- Your task
How does the data below read from its first line through the line containing "AIPerf supports two"? Print those lines exactly.

- Given entries
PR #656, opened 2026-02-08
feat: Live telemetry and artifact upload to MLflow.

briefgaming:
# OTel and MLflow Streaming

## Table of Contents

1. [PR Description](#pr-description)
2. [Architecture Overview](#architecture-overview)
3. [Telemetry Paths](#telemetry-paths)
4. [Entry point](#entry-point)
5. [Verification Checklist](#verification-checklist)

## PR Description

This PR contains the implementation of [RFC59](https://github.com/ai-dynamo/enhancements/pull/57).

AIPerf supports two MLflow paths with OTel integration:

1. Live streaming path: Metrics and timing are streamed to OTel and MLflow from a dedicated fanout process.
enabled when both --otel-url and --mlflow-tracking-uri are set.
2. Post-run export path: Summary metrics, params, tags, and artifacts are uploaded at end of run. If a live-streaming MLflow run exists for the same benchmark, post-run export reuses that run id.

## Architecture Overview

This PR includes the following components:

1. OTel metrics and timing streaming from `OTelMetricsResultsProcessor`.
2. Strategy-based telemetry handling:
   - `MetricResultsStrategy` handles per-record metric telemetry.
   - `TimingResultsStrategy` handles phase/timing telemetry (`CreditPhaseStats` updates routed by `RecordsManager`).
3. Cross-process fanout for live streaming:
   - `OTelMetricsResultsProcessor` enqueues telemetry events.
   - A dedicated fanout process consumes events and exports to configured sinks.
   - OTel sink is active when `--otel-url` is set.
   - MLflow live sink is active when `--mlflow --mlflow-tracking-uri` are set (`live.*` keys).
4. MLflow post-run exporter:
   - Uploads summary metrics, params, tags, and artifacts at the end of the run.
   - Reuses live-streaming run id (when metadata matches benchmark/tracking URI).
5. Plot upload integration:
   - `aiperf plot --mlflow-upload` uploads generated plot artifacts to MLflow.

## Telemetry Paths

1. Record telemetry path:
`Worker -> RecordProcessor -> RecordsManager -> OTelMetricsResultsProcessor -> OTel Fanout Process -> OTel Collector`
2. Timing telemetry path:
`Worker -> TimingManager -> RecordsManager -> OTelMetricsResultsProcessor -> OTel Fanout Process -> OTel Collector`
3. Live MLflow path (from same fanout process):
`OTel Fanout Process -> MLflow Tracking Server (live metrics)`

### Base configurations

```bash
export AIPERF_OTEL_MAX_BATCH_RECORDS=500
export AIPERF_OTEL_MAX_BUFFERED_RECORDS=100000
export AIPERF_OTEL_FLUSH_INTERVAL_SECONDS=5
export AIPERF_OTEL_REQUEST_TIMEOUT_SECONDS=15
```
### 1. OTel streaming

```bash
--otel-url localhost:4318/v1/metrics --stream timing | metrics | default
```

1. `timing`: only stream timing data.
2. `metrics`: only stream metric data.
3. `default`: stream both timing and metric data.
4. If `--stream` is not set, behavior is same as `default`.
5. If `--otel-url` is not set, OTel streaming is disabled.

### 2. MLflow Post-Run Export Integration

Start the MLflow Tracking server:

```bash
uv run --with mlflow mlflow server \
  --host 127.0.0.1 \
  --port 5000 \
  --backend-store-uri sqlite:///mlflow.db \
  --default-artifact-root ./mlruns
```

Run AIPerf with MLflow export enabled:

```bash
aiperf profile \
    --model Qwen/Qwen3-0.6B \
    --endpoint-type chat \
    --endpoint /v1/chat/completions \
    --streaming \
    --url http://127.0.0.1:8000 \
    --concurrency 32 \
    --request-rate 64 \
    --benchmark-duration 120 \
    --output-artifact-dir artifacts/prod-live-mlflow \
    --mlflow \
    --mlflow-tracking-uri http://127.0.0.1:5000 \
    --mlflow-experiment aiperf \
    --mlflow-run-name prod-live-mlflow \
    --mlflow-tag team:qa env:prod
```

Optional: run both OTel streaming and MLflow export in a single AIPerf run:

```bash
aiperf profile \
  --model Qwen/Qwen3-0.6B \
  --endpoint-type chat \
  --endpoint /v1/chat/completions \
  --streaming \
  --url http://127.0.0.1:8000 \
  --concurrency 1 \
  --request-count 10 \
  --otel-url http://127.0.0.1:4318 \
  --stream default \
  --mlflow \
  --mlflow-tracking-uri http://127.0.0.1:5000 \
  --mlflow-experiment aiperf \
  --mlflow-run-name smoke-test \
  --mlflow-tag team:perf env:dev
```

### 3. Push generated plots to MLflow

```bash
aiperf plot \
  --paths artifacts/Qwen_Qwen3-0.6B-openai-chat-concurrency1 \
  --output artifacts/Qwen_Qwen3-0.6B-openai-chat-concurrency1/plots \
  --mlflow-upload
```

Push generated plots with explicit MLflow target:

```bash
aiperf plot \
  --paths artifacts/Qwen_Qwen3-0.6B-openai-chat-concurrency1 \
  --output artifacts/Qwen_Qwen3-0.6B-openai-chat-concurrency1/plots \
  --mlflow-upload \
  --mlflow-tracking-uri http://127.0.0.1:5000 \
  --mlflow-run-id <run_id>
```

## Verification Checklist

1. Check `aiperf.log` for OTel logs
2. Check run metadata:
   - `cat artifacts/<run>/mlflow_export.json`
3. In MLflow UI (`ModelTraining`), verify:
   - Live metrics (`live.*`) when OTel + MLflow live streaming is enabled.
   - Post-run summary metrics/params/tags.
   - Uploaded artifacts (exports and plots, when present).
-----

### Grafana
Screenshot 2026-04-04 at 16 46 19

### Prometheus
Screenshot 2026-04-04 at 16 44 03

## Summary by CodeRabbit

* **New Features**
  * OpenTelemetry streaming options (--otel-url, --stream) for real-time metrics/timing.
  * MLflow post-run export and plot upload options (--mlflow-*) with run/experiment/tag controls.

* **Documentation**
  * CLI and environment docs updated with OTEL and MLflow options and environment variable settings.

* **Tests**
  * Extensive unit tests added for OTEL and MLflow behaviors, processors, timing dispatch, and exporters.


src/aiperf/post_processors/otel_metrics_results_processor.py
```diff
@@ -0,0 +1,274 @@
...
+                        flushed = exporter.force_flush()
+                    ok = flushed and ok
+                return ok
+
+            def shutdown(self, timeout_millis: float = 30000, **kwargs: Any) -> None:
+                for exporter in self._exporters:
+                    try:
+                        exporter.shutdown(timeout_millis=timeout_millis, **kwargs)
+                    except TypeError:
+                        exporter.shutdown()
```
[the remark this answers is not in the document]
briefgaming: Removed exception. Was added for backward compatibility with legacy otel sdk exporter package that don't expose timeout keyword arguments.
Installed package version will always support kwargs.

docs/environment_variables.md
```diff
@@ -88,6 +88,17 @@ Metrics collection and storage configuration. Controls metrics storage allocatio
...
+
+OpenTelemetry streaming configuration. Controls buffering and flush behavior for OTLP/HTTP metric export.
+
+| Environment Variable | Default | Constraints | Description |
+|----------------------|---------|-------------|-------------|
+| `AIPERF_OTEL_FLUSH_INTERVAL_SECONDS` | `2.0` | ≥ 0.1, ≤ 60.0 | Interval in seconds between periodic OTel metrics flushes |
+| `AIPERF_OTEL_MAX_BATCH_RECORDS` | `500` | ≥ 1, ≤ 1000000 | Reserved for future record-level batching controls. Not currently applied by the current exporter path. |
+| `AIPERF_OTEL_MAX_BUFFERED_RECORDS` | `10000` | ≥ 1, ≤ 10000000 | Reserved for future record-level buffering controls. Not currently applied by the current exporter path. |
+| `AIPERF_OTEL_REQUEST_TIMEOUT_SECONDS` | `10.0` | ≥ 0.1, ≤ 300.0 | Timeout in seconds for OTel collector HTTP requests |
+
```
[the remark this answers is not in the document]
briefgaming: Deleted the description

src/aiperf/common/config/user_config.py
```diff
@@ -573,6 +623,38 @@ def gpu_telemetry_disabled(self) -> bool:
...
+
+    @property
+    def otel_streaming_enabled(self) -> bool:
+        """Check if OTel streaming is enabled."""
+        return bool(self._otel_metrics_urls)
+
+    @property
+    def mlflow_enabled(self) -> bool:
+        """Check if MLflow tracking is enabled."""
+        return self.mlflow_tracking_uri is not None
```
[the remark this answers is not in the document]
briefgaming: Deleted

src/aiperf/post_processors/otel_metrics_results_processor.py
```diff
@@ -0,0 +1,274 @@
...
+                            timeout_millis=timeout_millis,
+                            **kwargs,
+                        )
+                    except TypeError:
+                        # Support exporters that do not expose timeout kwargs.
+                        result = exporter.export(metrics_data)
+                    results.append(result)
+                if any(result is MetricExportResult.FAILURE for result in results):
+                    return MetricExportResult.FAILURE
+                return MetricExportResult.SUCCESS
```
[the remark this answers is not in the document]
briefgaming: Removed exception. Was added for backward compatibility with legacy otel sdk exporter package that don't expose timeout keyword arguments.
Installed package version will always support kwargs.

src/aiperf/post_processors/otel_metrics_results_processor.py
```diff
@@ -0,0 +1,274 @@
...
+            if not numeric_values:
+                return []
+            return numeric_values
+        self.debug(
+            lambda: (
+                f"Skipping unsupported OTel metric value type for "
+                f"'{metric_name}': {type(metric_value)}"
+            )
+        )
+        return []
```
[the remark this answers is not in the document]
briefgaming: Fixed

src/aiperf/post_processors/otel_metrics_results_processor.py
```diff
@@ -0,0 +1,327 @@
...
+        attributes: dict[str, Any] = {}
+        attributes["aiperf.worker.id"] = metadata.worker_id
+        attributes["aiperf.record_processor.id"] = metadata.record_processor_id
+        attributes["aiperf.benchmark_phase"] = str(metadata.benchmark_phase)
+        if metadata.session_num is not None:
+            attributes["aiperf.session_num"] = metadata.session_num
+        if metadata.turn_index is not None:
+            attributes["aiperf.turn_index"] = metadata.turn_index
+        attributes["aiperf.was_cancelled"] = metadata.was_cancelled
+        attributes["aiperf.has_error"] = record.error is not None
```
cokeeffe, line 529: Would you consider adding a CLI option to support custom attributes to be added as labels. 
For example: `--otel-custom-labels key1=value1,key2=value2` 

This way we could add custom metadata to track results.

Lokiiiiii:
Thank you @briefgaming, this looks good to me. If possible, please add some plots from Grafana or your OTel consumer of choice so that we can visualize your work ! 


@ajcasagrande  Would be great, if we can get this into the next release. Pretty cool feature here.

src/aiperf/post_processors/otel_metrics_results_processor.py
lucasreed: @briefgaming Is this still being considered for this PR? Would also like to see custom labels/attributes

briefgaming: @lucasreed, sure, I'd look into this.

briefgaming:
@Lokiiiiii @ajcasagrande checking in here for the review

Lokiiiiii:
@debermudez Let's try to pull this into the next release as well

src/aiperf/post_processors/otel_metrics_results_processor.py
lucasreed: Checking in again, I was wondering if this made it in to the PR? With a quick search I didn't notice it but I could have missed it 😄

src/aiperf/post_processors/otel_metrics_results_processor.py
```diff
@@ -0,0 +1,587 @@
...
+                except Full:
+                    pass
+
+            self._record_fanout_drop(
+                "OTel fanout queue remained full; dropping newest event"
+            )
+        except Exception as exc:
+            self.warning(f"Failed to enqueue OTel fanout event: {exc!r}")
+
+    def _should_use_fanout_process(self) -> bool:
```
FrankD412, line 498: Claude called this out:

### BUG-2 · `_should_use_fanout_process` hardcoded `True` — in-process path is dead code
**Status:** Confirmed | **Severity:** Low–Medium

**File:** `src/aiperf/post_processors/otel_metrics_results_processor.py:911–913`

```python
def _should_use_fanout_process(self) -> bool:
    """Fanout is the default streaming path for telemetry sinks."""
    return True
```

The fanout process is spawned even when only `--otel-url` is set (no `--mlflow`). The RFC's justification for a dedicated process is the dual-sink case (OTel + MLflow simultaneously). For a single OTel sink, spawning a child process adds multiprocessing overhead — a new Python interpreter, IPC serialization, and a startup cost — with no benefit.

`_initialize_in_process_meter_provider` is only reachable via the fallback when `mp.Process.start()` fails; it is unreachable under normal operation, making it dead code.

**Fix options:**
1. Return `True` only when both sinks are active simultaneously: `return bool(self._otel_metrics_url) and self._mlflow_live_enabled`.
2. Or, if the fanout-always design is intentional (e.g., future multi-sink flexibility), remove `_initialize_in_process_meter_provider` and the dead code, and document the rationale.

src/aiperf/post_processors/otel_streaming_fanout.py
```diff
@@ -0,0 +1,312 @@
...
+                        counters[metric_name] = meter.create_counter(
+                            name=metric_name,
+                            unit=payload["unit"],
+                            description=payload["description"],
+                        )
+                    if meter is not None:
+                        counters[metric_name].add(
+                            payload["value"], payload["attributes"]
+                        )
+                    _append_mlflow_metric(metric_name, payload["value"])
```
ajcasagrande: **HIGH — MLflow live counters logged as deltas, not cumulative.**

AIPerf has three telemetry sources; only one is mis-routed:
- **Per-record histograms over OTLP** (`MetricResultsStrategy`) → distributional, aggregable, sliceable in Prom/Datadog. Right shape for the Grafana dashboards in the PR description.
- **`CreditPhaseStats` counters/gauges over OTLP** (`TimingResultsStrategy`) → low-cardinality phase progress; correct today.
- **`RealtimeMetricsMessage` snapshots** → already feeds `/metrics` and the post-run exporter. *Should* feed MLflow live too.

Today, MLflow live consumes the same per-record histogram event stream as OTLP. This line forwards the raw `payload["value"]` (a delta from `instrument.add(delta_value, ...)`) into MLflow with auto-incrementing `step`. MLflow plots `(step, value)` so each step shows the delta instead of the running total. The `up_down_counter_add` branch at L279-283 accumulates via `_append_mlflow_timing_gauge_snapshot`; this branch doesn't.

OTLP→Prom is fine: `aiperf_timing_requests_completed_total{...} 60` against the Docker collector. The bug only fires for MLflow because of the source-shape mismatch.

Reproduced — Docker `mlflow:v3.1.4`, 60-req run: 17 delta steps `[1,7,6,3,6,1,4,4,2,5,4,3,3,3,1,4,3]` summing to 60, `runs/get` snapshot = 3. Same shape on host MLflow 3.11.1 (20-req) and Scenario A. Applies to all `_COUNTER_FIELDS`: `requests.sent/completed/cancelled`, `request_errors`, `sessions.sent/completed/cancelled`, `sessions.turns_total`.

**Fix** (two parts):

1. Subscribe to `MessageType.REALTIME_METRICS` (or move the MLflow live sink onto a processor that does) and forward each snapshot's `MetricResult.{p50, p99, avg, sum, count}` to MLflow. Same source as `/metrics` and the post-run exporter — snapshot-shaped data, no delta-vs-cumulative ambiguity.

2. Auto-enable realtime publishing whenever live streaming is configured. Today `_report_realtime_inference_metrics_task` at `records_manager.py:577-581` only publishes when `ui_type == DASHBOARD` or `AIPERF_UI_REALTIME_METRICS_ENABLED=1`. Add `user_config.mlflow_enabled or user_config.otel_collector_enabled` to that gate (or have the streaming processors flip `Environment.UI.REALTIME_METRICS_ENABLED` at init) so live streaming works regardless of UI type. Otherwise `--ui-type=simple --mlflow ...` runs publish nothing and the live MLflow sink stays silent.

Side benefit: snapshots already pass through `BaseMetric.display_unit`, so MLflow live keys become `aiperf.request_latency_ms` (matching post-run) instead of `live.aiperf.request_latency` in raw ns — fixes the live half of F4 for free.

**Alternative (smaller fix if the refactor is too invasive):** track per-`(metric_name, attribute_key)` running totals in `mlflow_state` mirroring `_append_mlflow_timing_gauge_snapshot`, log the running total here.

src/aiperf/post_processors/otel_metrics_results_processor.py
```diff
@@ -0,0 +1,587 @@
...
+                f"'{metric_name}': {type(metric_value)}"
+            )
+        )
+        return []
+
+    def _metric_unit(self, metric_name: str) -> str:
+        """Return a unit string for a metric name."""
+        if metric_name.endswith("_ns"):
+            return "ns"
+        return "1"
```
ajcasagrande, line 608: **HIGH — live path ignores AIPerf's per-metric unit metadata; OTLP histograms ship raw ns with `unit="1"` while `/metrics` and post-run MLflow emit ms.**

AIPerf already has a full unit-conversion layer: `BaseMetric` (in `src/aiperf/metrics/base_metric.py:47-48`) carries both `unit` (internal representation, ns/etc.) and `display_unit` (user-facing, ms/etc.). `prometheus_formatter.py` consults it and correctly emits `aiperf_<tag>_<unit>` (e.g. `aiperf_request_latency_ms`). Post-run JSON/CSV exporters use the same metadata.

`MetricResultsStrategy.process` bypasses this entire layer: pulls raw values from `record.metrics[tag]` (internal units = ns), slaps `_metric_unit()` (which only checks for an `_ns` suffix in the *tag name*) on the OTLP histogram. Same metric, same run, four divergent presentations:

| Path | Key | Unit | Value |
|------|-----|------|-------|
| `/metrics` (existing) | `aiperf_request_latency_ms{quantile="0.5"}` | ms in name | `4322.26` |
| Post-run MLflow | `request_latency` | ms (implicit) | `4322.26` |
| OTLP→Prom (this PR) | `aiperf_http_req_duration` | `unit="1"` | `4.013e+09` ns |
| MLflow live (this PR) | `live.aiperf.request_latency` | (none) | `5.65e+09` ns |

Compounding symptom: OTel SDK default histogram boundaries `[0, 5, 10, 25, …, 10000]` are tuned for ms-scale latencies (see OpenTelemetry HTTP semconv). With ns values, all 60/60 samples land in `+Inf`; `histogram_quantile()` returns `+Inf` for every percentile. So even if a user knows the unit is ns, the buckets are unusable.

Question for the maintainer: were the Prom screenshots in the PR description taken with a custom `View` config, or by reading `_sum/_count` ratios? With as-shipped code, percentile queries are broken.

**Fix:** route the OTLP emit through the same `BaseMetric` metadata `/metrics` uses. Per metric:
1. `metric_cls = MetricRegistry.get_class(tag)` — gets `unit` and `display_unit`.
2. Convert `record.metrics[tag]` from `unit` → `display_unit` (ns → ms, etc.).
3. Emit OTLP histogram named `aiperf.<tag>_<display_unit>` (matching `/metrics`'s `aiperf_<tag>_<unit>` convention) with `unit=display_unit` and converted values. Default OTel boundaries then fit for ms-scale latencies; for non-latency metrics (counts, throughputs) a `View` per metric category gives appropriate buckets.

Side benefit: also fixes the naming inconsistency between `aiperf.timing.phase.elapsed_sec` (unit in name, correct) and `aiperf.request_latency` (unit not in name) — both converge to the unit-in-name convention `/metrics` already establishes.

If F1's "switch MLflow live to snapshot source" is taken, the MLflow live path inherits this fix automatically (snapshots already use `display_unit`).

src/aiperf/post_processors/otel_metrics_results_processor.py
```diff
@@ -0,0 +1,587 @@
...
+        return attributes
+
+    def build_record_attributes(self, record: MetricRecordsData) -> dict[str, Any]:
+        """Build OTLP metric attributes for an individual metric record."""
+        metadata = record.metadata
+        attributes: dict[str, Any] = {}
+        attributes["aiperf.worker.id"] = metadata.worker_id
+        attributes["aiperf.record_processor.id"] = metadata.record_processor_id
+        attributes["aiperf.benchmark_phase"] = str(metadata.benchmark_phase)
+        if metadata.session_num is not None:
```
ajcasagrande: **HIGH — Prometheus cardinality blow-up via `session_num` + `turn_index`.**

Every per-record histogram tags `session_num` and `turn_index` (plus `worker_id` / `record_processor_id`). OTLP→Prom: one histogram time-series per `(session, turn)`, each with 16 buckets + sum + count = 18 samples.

- Exercise answer
PR #656, opened 2026-02-08
feat: Live telemetry and artifact upload to MLflow.

briefgaming:
# OTel and MLflow Streaming

## Table of Contents

1. [PR Description](#pr-description)
2. [Architecture Overview](#architecture-overview)
3. [Telemetry Paths](#telemetry-paths)
4. [Entry point](#entry-point)
5. [Verification Checklist](#verification-checklist)

## PR Description

This PR contains the implementation of [RFC59](https://github.com/ai-dynamo/enhancements/pull/57).

AIPerf supports two MLflow paths with OTel integration:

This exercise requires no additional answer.